Additionally, setting model.layer.postact=null causes the state_dict to not load successfully anymore, giving me the following error:

Missing key(s) in state_dict: "model.c_layers.0.layer.output_linear.weight", "model.c_layers.0.layer.output_linear.bias", "model.c_layers.2.layer.output_linear.weight", "model.c_layers.2.layer.output_linear.bias", "model.c_layers.4.layer.output_linear.weight", "model.c_layers.4.layer.output_linear.bias", "model.c_layers.6.layer.output_linear.weight", "model.c_layers.6.layer.output_linear.bias", "model.u_layers.0.1.layer.output_linear.weight", "model.u_layers.0.1.layer.output_linear.bias", "model.u_layers.0.3.layer.output_linear.weight", "model.u_layers.0.3.layer.output_linear.bias", "model.u_layers.0.5.layer.output_linear.weight", "model.u_layers.0.5.layer.output_linear.bias", "model.u_layers.0.7.layer.output_linear.weight", "model.u_layers.0.7.layer.output_linear.bias", "model.u_layers.1.1.layer.output_linear.weight", "model.u_layers.1.1.layer.output_linear.bias", "model.u_layers.1.3.layer.output_linear.weight", "model.u_layers.1.3.layer.output_linear.bias", "model.u_layers.1.5.layer.output_linear.weight", "model.u_layers.1.5.layer.output_linear.bias", "model.u_layers.1.7.layer.output_linear.weight", "model.u_layers.1.7.layer.output_linear.bias". 
Unexpected key(s) in state_dict: "model.c_layers.0.layer.output_linear.0.weight", "model.c_layers.0.layer.output_linear.0.bias", "model.c_layers.2.layer.output_linear.0.weight", "model.c_layers.2.layer.output_linear.0.bias", "model.c_layers.4.layer.output_linear.0.weight", "model.c_layers.4.layer.output_linear.0.bias", "model.c_layers.6.layer.output_linear.0.weight", "model.c_layers.6.layer.output_linear.0.bias", "model.u_layers.0.1.layer.output_linear.0.weight", "model.u_layers.0.1.layer.output_linear.0.bias", "model.u_layers.0.3.layer.output_linear.0.weight", "model.u_layers.0.3.layer.output_linear.0.bias", "model.u_layers.0.5.layer.output_linear.0.weight", "model.u_layers.0.5.layer.output_linear.0.bias", "model.u_layers.0.7.layer.output_linear.0.weight", "model.u_layers.0.7.layer.output_linear.0.bias", "model.u_layers.1.1.layer.output_linear.0.weight", "model.u_layers.1.1.layer.output_linear.0.bias", "model.u_layers.1.3.layer.output_linear.0.weight", "model.u_layers.1.3.layer.output_linear.0.bias", "model.u_layers.1.5.layer.output_linear.0.weight", "model.u_layers.1.5.layer.output_linear.0.bias", "model.u_layers.1.7.layer.output_linear.0.weight", "model.u_layers.1.7.layer.output_linear.0.bias".

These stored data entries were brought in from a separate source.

PR #1927, opened 2024-03-07
fix(exports): resolve imports with explicit *.js extension

### LINKED ISSUE #1925: Unable to resolve *.js imports
Using the preprocessor, I'm getting this resolve error when attempting to import `breakpoints` from the source *.js` file.

```
Internal server error: Failed to resolve import "carbon-components-svelte/src/Breakpoint/breakpoints.js" from "src/App.svelte".
```

We need to explicitly map *.js files in the exports map in `package.json`:

```json
"./src/*.js": {
  "types": "./types/*.d.ts",
  "import": "./src/*.js"
},
```

metonym:
Fixes #1925

Importing using the explicit `.*js` extension will throw an error as these are not included in the package exports map. Normally, this would be acceptable if it's not part of the API.

However, the `optimizeImports` Carbon preprocessor rewrites certain imports (e.g., `breakpoints`) to the source `*.js` file.

```sh
Internal server error: Failed to resolve import "carbon-components-svelte/src/Breakpoint/breakpoints.js" from "src/App.svelte".
```

### DIFF
--- a/package.json
+++ b/package.json
@@ -14,6 +14,10 @@
       "types": "./types/*.svelte.d.ts",
       "import": "./src/*.svelte"
     },
+    "./src/*.js": {
+      "types": "./types/*.d.ts",
+      "import": "./src/*.js"
+    },
     "./src/*": {
       "types": "./types/*.d.ts",
       "import": "./src/*.js"


metonym:
Fixed in [v0.84.0](https://github.com/carbon-design-system/carbon-components-svelte/releases/tag/v0.84.0)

Does this mean that I should rename those keys manually (there's a fairly clear correspondence) to make it work after changing the activation?

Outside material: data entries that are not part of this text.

PR #1932, opened 2024-03-09
feat(layer): first pass at `Layer` component

SimpleProgrammingAU:
I've had a crack at implementing the Layer component.

I wasn't sure how to approach porting the `useLayer` function from React.

Also, how should we set the `Context` value?


src/Layer/Layer.svelte
```diff
@@ -0,0 +1,45 @@
...
+   * Specify the HTML element to render. If none is specified, a `div` is rendered.
+   * @type {typeof import("svelte").SvelteComponent}
+   */
+  export let as = "div";
+
+  /**
+   * Specify the Layer HTML element props
+   * @type {import('svelte/elements').HTMLElementAttributes}
+   */
+  export let layerProps = {};
```
brunnerh, line 20: Since there is only one element I would stick to spreading `$$restProps`.

Is there a consensus how to handle this?

src/Layer/Layer.svelte
```diff
@@ -0,0 +1,45 @@
...
+  export let id = "ccs-" + Math.random().toString(36);
+
+  let ref = null;
+
+  // If there is no level override, determine the Level based on the hierarchy
+  const parentLevel = getContext("LAYER_CONTEXT");
+  if (level === undefined) {
+    level = typeof parentLevel === "number" ? parentLevel + 1 : 0;
+  }
+  setContext("LAYER_CONTEXT", level);
```
brunnerh, line 32: - This does not account for dynamically changing levels, which would require the use of a store in the context and a reactive statement to update the local level/store on change. Not sure if this is worth supporting, though.
- Personally, I would prefix context keys consistently to preempt collisions, e.g. use something like `'carbon.layer'`/`'carbon-components.layer'` in this case. If something like this is done, it should apply everywhere, though. So maybe a separate PR would make more sense.

src/Layer/Layer.svelte
```diff
@@ -0,0 +1,45 @@
...
+  export let as = "div";
+
+  /**
+   * Specify the Layer HTML element props
+   * @type {import('svelte/elements').HTMLElementAttributes}
+   */
+  export let layerProps = {};
+
+  /** Set an id for the Layer component */
+  export let id = "ccs-" + Math.random().toString(36);
```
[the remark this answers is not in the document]
SimpleProgrammingAU: TBH, it had been a while an I couldn't remember the rule for applying IDs by default to a Component. I see now it was just for form inputs.

src/Layer/Layer.svelte
SimpleProgrammingAU: @metonym @theetrain do you have a view on this?

src/Layer/Layer.svelte
SimpleProgrammingAU: Can we make the context reactive? Could something like this work?

```svelte
  $: parentLevel = getContext("LAYER_CONTEXT");
  $: {if (level === undefined) {
      level = typeof parentLevel === "number" ? parentLevel + 1 : 0;
    }
    setContext("LAYER_CONTEXT", level);
  }
```

Will take advice on the approach to the context name.

brunnerh: This will not work, contexts are fixed, they are set during child component construction.
That is why you would need a store.

SimpleProgrammingAU: Alright. I'll wait to see what others say about whether or not to use stores.

src/Layer/Layer.svelte
```diff
@@ -0,0 +1,45 @@
...
+
+  /**
+   * Specify the layer level and override any existing levels based on hierarchy.
+   * @type {0 | 1 | 2 }
+   */
+  export let level = undefined;
+
+  /**
+   * Specify the HTML element to render. If none is specified, a `div` is rendered.
+   * @type {typeof import("svelte").SvelteComponent}
```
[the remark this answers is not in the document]
brunnerh: @SimpleProgrammingAU (docs/types still need another re-build at some point)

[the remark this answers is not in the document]
SimpleProgrammingAU: Glad you raise this.

If I submitted all the changes that git tracks, it would be all the type files (right now, 167 files according to VSC).

Should we do a commit to v11/styles with a rebuild of the docs/types? Will that fix the issue in branches from v11?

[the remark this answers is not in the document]
brunnerh: I was just referring to the fact that `types/Layer/Layer.svelte.d.ts` still has the outdated property information (still contains `id` and different type for `as`).

Not sure what those other changes are/when to include them.

COMPONENT_INDEX.md
```diff
@@ -351,10 +352,18 @@ export type BreakpointValue = 320 | 672 | 1056 | 1312 | 1584;
...
+| :-------- | :------- | :--------------- | :------- | -------------------------------------------- | ------------- | ----------- |
+| sizes     | No       | <code>let</code> | Yes      | <code>Record<BreakpointSize, boolean></code> | <code>{       |
+
+     sm: false,
+     md: false,
+     lg: false,
+     xlg: false,
+     max: false,
+
+}</code> | Carbon grid sizes as an object |
```
brunnerh, line 365: Was confused by all the changes here, looks like code sections are not generated correctly. Pretty sure stuff like this breaks the table.

brunnerh: Could be a platform issue, `\r\n` vs just `\n` (i.e. Windows vs other systems).
In the JSON file there are now a bunch of `\r`, so the `\n` of an `\r\n` was probably stripped.

If this is correct, the issue might be in [sveld](https://github.com/carbon-design-system/sveld).

src/Layer/Layer.svelte
metonym: For v1, we want to avoid `$$restProps`, per #1621

COMPONENT_INDEX.md
SimpleProgrammingAU: Lemme know if there is anything I can do on my end to help resolve. I'm on a Win11 system using VSC.

As mentioned in a previous thread, I get heaps of changes in git when I do a rebuild of the docs. Could it be something to do with my configuration?

brunnerh: If you have the Git setting [`core.autocrlf`](https://git-scm.com/book/en/v2/Customizing-Git-Git-Configuration#_core_autocrlf) on `true`, changing it to `false` could help (a new checkout may also be necessary to update the files). This flag causes files to be checked out with `\r\n` rather than just `\n`, in most cases it should not be necessary, though.

Of course ideally the docs would be generated correctly either way.

metonym (approved):
Excellent, thank you!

Finally, even when I pass through the mode parameter in module.setup_step(), I still get this error:

Traceback (most recent call last):
  File "/home/debaumas/state-spaces/sashimi/generation.py", line 192, in main
    module.setup_step(mode='dense')
  File "/home/debaumas/state-spaces/src/models/sequence/ss/kernel.py", line 1038, in setup_step
    self.kernel.setup_step(mode=mode)
  File "/home/debaumas/state-spaces/src/models/sequence/ss/kernel.py", line 515, in setup_step
    dC = torch.linalg.solve(
torch._C._LinAlgError: linalg.solve: (Batch element 0): The diagonal element 1 is zero, the solve could not be completed because the input matrix is singular.

Do you have any idea what might be causing this and maybe an idea about how to fix/circumvent this?

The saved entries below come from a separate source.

PR #1933, opened 2024-03-12
fix(text-area): type `value` prop as nullable

CordlessWool:
Allow null as value attribute on TextArea as on TextInput

### DIFF
--- a/types/TextArea/TextArea.svelte.d.ts
+++ b/types/TextArea/TextArea.svelte.d.ts
@@ -5,10 +5,10 @@ type RestProps = SvelteHTMLElements["textarea"];
 
 export interface TextAreaProps extends RestProps {
   /**
-   * Specify the textarea value
+   * Specify the textarea value.
    * @default ""
    */
-  value?: string;
+  value?: null | string;
 
   /**
    * Specify the placeholder text
--- a/types/TextArea/TextArea.svelte.d.ts
+++ b/types/TextArea/TextArea.svelte.d.ts
@@ -5,10 +5,12 @@ type RestProps = SvelteHTMLElements["textarea"];
 
 export interface TextAreaProps extends RestProps {
   /**
-   * Specify the textarea value
+   * Specify the textarea value.
+   *
+   * and the value is empty.
    * @default ""
    */
-  value?: null | string;
+  value?: string;
 
   /**
    * Specify the placeholder text
--- a/types/TextArea/TextArea.svelte.d.ts
+++ b/types/TextArea/TextArea.svelte.d.ts
@@ -6,8 +6,6 @@ type RestProps = SvelteHTMLElements["textarea"];
 export interface TextAreaProps extends RestProps {
   /**
    * Specify the textarea value.
-   *
-   * and the value is empty.
    * @default ""
    */
   value?: string;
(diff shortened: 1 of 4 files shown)


types/TextArea/TextArea.svelte.d.ts
```diff
@@ -8,7 +8,7 @@ export interface TextAreaProps extends RestProps {
    * Specify the textarea value
    * @default ""
    */
-  value?: string;
+  value?: null | string;
```
brunnerh, line 11: These files are generated and should not to be edited manually.

The property would need a `@type {...}` annotation in the source code.

For reference, the property in `TextInput`:
https://github.com/carbon-design-system/carbon-components-svelte/blob/21b1d78d8ebda608d78c1ab22833c36138f9ef3c/src/TextInput/TextInput.svelte#L13-L20

But, I do not think changing this at all makes sense.

The input only has `null` to accommodate `type="number"` (see documentation above).

CordlessWool: Ok I first wanted to add it there, but then I was confused how it get the type if there is nothing defined before.

At least for the component it does not make a different if it is null or undefined, doesn't it? To put values in the user mabybe have to change the type or do a cast, without the need to, because the textarea component can handle null values as it do for undefined. That is currently our problem.

metonym (commented):
I think that it makes sense to loosen the `value` type to accept `null` so that it works in TypeScript strict mode.

Could you amend the JSDoc comment and run `yarn build:docs`? Doing so will auto-generate the corresponding TypeScript definitions.

brunnerh:
> I think that it makes sense to loosen the `value` type to accept `null` so that it works in TypeScript strict mode.

If the Svelte language tools were actually strict, this would just create problems elsewhere.
With `null` in the type, it should not be possible to `bind:value` to a `string` variable any more because `null` is not assignable to `string`.

If this were to cause errors on all existing bindings, I would be quite opposed to this, but it looks like this is not the case...

CordlessWool:
Since when is null related to number, null is not 0. To be 100% sure I also made a short implementation and I didn't had any problems with combining null, undefinded and string in combination with a bind. TS is in strict mode.

brunnerh:
> Since when is null related to number, null is not 0.

That was exactly my point, `null` is not compatible with other types, which is why such assignments are not allowed by TS itself.
The Svelte language tools (conveniently?) ignore this.

[Pure TS example](https://www.typescriptlang.org/play?jsx=0#code/DYUwLgBAxg9gtgBxgOxMsAFATjBItgCeAXBAM5hYCWyA5hAD4TICuwwEAvBAN4C+EAIZkhyQgG4AUKEgA3QdUEAjUABUAFoLABJMgCEYLZABNSFanS68Bw0RMmT5ilSA1bdBo8auxEKNJg4eAT2QA):

```ts
let componentProperty: string | null = {} as any;
let variableThatIsBound: string = {} as any;

variableThatIsBound = componentProperty;
```

Error on `variableThatIsBound`:
```
Type 'string | null' is not assignable to type 'string'.
  Type 'null' is not assignable to type 'string'.(2322)
```

CordlessWool:
Yes and exacatly this is why we need null as option because we have a variable that could be null | undefined | string and this is not assign able to undefined | string. To handle undefiend or null will make no difference for the component.

Undefiend will also not assign able to string and anyway is it allowed, so the comonent already handle it and you will be able to assign string to string | null.

metonym (approved):

metonym:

It'd be awesome if you could help point me in the right direction with this.

Best,
Stefan

The text was updated successfully, but these errors were encountered:

albertfgu · 2022-05-19T08:39:19Z

Hi Stefan,

The model changed recently and we are planning to revisit it next week to make sure the Sashimi code is working.
If you go to changelog and go to the commit when Sashimi was first released (V2), the code should work.

stefan-baumann · 2022-05-19T09:13:06Z

Hi Albert,

Okay perfect, thank you very much for the insanely quick response! I'll try it out with the state from the v2 tag and report back if I encounter any other issues.

Other than that, maybe one more quick question for now: Does it make sense for me to get it working with v2 or would you suggest I rather wait a week or two until you're mostly done with your current iterations?

albertfgu · 2022-05-19T10:30:44Z

It probably depends on what you want to use it for. What I expect is that the training code (generation.py) will change minimally, so if you're writing code to use the model as a black box you shouldn't need to change it much between versions. However, if you're training large-scale models and want to save concrete models, then the models will change between versions and make it harder to load. Realistically, it will probably be about 2 weeks before we can finalize the updated model.

bacor · 2022-05-19T12:00:28Z

Hi there, I quickly wanted to share I run into similar issues when simply trying to generate samples following the instructions, without any changes:

python -m sashimi.generation --model sashimi --dataset youtubemix --n_samples 32 --sample_len 16000

throws

hydra.errors.ConfigCompositionException: Could not override 'model.layer.hurwitz'.
To append to your config use +model.layer.hurwitz=false

I haven't yet tried the steps @stefan-baumann suggested to fix this error though.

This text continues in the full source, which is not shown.